WORK ITEM ::
Retype the material exactly, ending with the line containing "The parameters to".
===== DATA EXTRACT =====
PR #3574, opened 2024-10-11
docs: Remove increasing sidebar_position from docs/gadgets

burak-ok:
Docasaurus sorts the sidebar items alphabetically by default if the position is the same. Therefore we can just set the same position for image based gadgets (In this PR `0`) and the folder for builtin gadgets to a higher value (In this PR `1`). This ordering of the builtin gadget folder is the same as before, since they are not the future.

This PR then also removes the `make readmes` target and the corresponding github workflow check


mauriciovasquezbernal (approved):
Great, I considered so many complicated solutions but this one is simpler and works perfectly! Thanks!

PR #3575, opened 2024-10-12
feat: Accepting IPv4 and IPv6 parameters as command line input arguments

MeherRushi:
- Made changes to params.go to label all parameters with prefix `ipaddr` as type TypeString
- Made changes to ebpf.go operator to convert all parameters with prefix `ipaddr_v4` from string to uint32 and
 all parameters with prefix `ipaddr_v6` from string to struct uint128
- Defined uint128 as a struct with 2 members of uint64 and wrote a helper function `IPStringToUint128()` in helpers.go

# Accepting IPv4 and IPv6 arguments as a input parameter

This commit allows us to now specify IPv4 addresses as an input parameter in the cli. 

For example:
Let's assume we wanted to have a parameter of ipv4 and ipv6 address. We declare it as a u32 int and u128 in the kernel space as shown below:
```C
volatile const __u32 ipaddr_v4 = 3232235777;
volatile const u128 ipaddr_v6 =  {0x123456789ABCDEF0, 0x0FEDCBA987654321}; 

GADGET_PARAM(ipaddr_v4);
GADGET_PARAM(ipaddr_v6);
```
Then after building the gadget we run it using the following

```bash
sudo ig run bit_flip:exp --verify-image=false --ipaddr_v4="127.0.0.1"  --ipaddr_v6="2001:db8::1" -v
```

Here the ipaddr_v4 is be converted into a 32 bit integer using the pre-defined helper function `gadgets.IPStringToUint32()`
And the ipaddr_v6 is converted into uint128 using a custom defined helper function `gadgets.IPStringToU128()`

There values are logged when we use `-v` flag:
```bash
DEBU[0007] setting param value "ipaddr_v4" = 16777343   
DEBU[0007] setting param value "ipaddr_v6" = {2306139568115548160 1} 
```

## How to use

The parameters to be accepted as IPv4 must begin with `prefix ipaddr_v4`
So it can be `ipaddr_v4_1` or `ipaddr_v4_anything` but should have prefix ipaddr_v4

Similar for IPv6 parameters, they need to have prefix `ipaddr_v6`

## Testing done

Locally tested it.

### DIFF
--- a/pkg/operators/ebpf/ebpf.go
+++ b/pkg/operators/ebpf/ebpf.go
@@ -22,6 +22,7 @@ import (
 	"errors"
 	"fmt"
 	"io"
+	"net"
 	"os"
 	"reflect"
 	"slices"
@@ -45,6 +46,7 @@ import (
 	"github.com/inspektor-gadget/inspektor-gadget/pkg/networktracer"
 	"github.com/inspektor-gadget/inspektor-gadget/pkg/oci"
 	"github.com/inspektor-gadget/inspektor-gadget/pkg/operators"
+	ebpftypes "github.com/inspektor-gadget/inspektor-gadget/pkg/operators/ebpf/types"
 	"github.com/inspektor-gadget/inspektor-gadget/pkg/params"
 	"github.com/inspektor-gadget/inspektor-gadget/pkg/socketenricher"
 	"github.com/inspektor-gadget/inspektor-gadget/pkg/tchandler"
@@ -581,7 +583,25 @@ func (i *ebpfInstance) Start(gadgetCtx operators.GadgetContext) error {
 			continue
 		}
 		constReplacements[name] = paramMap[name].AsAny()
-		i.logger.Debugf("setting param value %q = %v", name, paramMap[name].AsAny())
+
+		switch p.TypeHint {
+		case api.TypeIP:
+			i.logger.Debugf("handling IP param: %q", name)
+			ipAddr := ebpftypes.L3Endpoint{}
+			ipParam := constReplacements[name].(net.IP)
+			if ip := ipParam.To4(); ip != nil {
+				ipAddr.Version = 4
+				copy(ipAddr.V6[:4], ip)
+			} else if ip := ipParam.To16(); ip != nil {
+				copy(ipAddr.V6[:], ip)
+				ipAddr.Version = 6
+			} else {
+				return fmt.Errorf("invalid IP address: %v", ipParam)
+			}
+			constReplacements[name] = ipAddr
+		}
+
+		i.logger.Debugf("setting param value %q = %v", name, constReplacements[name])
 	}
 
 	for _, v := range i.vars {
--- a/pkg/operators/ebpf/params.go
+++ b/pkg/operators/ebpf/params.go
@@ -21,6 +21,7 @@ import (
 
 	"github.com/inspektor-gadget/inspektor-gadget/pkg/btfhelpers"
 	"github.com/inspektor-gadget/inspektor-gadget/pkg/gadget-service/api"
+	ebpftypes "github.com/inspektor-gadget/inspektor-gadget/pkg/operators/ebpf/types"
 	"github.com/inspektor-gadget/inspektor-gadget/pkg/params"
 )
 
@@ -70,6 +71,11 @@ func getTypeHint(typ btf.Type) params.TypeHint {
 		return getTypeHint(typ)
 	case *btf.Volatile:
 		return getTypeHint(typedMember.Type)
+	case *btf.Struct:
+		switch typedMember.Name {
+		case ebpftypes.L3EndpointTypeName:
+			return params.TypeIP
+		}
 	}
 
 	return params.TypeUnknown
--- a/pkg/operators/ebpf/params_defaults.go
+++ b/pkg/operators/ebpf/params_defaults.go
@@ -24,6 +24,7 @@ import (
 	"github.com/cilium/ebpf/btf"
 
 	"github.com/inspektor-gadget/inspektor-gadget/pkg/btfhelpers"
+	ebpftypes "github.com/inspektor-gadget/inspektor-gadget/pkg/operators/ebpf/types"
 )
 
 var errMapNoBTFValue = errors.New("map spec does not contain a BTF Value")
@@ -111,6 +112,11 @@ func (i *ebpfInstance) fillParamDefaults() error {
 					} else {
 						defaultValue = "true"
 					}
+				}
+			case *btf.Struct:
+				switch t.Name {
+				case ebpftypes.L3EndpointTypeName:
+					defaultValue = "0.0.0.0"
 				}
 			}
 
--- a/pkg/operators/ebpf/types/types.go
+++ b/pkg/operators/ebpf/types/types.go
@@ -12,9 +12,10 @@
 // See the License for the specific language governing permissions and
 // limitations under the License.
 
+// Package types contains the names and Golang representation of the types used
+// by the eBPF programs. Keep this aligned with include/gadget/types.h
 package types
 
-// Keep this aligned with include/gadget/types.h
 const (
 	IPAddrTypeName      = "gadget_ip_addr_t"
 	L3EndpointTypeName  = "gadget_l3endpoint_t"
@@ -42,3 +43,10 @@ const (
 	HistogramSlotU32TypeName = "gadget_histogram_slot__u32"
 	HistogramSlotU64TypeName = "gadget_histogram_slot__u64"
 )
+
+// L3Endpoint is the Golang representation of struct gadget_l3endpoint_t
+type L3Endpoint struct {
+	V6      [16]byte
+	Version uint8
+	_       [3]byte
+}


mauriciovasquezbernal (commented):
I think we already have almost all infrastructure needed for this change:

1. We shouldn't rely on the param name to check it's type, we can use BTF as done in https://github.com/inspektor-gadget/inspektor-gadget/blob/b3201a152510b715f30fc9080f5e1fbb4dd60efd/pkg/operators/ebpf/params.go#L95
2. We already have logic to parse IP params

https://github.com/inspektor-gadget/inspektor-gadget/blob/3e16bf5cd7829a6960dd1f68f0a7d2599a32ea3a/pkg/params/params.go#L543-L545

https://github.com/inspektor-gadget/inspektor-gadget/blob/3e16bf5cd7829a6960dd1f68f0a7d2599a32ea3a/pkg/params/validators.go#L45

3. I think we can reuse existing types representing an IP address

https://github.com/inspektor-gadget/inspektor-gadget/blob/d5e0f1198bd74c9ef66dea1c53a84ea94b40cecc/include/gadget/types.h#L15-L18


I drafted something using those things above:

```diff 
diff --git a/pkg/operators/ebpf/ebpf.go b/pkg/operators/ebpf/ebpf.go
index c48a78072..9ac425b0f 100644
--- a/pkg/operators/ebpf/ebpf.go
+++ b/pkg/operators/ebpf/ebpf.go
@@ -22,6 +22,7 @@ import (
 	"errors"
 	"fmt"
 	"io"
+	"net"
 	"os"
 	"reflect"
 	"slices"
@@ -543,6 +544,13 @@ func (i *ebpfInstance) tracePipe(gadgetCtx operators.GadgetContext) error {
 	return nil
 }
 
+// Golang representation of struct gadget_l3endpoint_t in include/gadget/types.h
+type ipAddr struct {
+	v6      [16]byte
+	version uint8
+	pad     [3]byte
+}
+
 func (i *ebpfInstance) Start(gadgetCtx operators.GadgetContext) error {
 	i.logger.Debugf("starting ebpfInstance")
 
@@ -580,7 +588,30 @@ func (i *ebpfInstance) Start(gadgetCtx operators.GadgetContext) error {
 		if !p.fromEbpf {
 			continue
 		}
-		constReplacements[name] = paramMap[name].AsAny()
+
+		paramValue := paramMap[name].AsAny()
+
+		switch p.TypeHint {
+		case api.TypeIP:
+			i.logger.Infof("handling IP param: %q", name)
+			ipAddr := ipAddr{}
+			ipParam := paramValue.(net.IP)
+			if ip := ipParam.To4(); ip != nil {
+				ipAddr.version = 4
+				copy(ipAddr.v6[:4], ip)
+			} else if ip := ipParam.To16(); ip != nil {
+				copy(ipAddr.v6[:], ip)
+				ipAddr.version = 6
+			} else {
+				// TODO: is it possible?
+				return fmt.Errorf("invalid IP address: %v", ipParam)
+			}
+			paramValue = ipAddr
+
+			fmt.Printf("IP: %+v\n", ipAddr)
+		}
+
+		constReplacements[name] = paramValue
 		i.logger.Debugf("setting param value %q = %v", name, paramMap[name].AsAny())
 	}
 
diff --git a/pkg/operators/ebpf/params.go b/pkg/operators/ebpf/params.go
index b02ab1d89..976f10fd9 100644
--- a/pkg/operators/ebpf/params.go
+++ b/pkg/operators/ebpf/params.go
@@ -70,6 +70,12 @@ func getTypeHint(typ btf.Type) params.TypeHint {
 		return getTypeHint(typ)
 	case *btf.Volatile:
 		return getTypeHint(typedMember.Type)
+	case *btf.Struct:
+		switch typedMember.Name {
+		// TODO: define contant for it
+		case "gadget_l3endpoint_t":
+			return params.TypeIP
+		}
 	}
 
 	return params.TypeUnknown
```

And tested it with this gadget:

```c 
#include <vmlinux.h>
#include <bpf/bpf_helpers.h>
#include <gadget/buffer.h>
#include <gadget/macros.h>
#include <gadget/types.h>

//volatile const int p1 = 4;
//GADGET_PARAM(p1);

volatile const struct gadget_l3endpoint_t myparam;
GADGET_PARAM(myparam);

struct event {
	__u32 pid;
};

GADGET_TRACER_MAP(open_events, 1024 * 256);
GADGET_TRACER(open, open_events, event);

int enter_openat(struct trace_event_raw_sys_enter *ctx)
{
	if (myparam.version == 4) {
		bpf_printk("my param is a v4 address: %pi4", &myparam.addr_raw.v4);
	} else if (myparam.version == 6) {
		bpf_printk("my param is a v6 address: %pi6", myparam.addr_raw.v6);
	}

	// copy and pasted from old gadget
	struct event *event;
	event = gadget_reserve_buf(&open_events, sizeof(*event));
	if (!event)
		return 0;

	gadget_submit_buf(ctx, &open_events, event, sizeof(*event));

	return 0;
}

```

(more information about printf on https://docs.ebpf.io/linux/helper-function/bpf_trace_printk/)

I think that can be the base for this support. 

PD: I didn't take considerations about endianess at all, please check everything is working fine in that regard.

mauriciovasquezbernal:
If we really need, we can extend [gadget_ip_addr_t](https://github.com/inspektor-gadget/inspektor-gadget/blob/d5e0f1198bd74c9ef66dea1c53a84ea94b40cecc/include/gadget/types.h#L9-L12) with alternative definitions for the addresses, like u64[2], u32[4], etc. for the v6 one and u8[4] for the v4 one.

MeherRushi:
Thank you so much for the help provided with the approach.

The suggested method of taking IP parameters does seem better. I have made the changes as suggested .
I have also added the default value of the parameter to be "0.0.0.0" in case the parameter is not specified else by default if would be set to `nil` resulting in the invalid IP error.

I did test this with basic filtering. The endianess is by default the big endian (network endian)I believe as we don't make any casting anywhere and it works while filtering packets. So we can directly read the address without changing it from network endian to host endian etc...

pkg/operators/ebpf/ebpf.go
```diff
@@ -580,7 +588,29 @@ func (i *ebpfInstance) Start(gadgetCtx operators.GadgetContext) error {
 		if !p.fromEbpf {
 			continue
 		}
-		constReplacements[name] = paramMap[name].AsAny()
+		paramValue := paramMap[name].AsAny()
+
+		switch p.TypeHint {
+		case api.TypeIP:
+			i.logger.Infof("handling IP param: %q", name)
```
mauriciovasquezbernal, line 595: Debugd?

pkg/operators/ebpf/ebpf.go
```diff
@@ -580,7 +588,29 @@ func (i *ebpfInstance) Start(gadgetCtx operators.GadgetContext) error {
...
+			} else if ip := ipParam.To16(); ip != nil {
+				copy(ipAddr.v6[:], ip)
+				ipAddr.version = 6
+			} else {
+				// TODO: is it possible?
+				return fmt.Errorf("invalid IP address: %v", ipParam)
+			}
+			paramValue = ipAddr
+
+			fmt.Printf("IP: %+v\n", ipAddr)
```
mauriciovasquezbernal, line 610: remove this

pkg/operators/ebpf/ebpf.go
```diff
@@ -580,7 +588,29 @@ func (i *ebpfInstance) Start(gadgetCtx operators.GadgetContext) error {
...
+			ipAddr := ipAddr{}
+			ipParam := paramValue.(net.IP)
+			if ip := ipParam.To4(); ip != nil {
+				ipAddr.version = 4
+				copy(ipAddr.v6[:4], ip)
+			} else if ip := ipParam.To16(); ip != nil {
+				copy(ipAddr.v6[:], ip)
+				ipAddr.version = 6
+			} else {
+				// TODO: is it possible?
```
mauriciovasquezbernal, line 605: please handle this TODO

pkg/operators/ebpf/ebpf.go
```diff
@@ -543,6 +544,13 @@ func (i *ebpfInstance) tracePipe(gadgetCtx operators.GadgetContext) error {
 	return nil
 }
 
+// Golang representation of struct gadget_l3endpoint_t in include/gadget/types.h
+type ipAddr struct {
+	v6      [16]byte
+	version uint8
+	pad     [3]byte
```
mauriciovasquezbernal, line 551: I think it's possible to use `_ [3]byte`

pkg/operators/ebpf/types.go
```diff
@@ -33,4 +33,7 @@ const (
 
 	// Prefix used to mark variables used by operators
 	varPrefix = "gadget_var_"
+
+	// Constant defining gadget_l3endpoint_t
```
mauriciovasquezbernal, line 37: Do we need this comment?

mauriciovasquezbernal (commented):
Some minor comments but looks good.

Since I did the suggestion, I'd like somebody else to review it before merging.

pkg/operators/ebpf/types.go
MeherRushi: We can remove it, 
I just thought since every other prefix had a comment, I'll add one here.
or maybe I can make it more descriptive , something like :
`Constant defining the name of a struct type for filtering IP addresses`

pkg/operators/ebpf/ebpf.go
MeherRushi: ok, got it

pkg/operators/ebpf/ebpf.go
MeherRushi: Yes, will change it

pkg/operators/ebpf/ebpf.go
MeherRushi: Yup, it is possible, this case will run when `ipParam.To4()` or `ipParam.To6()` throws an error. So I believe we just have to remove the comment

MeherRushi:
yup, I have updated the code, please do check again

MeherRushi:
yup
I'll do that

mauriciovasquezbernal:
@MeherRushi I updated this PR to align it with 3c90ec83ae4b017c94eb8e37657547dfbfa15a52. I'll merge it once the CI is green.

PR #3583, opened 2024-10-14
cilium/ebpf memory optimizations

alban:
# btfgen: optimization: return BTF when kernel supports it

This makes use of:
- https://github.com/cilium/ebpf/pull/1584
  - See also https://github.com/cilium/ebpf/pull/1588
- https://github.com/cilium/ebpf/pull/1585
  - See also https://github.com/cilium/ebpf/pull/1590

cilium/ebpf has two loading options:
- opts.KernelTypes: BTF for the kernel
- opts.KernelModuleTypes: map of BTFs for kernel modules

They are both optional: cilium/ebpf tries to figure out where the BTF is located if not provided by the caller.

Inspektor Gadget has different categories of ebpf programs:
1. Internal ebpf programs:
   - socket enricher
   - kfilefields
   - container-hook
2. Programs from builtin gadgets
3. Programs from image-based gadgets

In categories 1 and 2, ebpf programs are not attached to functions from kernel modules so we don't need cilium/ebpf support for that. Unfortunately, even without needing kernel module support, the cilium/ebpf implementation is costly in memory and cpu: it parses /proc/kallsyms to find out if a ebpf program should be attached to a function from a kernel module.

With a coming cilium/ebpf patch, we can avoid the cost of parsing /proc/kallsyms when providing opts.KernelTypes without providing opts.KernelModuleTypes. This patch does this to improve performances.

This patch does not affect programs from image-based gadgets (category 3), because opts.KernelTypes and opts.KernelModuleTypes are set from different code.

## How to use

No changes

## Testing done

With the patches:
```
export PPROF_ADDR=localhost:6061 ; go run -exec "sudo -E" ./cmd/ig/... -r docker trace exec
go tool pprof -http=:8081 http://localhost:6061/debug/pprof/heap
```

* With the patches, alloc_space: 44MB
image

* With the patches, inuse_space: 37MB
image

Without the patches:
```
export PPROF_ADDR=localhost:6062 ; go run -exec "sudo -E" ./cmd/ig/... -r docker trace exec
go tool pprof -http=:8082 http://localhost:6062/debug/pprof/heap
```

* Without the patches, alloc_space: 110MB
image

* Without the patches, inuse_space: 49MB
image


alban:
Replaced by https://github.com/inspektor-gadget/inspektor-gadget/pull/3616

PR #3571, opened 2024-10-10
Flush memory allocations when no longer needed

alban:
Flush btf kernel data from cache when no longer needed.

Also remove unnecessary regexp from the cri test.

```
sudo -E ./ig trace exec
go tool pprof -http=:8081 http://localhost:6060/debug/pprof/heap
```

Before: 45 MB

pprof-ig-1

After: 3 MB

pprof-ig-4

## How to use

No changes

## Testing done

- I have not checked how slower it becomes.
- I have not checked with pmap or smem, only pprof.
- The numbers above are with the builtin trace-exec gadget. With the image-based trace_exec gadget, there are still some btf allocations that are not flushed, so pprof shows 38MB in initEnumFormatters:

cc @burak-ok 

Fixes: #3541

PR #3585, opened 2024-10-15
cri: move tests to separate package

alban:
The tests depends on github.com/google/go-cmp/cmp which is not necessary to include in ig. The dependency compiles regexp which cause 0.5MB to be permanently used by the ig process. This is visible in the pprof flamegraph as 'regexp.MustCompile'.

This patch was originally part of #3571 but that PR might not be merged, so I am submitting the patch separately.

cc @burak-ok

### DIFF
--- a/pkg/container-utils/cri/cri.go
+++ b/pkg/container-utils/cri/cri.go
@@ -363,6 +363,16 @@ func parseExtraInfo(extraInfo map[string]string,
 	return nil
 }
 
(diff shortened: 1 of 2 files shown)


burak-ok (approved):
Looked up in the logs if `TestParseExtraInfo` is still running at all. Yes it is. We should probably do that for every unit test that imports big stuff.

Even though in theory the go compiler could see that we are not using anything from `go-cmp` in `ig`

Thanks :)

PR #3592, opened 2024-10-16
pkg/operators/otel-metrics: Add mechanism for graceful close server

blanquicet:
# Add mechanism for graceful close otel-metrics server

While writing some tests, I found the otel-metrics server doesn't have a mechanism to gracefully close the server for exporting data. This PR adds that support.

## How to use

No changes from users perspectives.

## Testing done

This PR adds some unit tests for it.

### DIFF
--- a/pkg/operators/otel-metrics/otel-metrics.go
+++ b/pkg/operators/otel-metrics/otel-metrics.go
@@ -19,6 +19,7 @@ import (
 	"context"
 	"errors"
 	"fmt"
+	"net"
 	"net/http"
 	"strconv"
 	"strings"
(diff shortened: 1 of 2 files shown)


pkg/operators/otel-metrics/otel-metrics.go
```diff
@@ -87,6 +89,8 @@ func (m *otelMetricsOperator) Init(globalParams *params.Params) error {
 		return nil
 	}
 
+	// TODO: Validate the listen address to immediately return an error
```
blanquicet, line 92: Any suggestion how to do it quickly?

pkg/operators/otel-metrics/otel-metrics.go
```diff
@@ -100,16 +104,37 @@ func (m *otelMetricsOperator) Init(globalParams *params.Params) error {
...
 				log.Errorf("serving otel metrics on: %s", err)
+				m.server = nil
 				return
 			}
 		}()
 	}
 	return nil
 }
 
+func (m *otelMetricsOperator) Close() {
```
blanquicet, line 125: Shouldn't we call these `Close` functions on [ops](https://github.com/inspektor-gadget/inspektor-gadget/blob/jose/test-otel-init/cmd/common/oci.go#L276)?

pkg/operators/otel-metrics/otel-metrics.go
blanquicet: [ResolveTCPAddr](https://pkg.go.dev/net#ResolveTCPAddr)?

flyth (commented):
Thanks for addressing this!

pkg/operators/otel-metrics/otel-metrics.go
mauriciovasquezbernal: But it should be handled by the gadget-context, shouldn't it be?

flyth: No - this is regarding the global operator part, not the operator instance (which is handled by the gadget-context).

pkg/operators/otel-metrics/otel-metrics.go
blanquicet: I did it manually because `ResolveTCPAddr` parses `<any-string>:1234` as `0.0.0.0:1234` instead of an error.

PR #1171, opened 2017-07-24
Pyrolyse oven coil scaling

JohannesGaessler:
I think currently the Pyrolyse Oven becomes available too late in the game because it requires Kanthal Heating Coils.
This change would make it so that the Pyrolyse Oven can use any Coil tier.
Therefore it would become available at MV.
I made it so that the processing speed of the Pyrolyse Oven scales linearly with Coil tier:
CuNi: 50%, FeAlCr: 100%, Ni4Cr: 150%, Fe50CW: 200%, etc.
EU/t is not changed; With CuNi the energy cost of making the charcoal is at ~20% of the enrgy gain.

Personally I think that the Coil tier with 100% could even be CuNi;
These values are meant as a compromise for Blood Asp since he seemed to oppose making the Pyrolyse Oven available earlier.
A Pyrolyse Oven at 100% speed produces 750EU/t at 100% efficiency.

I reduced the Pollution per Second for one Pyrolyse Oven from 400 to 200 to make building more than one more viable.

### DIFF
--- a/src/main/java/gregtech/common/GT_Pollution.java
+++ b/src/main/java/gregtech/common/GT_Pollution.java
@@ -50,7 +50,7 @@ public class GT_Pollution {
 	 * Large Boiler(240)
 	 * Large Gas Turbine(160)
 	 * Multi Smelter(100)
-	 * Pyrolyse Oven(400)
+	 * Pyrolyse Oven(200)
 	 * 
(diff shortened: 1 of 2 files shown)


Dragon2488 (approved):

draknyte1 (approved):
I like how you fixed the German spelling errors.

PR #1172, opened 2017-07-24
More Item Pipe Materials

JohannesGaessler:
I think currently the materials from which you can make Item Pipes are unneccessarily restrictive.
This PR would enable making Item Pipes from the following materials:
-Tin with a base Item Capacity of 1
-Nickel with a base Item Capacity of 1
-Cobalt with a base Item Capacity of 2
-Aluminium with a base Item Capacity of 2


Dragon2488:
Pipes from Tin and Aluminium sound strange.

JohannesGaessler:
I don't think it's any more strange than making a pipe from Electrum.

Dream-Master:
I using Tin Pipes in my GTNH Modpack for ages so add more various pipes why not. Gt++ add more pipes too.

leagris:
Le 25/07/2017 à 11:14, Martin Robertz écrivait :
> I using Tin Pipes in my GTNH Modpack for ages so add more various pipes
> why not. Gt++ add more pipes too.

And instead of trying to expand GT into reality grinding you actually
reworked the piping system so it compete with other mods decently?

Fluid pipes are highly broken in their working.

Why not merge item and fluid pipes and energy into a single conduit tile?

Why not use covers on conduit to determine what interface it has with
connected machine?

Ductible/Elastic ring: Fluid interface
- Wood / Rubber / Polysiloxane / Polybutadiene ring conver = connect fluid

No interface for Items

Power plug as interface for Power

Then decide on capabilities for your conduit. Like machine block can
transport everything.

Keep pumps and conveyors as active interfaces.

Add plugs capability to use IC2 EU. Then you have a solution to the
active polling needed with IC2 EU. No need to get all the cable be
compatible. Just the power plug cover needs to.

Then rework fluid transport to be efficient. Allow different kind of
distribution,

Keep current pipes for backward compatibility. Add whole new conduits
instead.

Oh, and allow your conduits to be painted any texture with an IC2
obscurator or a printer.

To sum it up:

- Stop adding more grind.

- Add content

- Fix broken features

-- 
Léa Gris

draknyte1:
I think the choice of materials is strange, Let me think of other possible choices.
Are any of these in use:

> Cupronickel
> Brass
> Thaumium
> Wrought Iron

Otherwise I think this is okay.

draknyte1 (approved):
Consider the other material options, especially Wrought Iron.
=====
RESULT OF THIS TASK ::
PR #3574, opened 2024-10-11
docs: Remove increasing sidebar_position from docs/gadgets

burak-ok:
Docasaurus sorts the sidebar items alphabetically by default if the position is the same. Therefore we can just set the same position for image based gadgets (In this PR `0`) and the folder for builtin gadgets to a higher value (In this PR `1`). This ordering of the builtin gadget folder is the same as before, since they are not the future.

This PR then also removes the `make readmes` target and the corresponding github workflow check


mauriciovasquezbernal (approved):
Great, I considered so many complicated solutions but this one is simpler and works perfectly! Thanks!

PR #3575, opened 2024-10-12
feat: Accepting IPv4 and IPv6 parameters as command line input arguments

MeherRushi:
- Made changes to params.go to label all parameters with prefix `ipaddr` as type TypeString
- Made changes to ebpf.go operator to convert all parameters with prefix `ipaddr_v4` from string to uint32 and
 all parameters with prefix `ipaddr_v6` from string to struct uint128
- Defined uint128 as a struct with 2 members of uint64 and wrote a helper function `IPStringToUint128()` in helpers.go

# Accepting IPv4 and IPv6 arguments as a input parameter

This commit allows us to now specify IPv4 addresses as an input parameter in the cli. 

For example:
Let's assume we wanted to have a parameter of ipv4 and ipv6 address. We declare it as a u32 int and u128 in the kernel space as shown below:
```C
volatile const __u32 ipaddr_v4 = 3232235777;
volatile const u128 ipaddr_v6 =  {0x123456789ABCDEF0, 0x0FEDCBA987654321}; 

GADGET_PARAM(ipaddr_v4);
GADGET_PARAM(ipaddr_v6);
```
Then after building the gadget we run it using the following

```bash
sudo ig run bit_flip:exp --verify-image=false --ipaddr_v4="127.0.0.1"  --ipaddr_v6="2001:db8::1" -v
```

Here the ipaddr_v4 is be converted into a 32 bit integer using the pre-defined helper function `gadgets.IPStringToUint32()`
And the ipaddr_v6 is converted into uint128 using a custom defined helper function `gadgets.IPStringToU128()`

There values are logged when we use `-v` flag:
```bash
DEBU[0007] setting param value "ipaddr_v4" = 16777343   
DEBU[0007] setting param value "ipaddr_v6" = {2306139568115548160 1} 
```

## How to use

The parameters to be accepted as IPv4 must begin with `prefix ipaddr_v4`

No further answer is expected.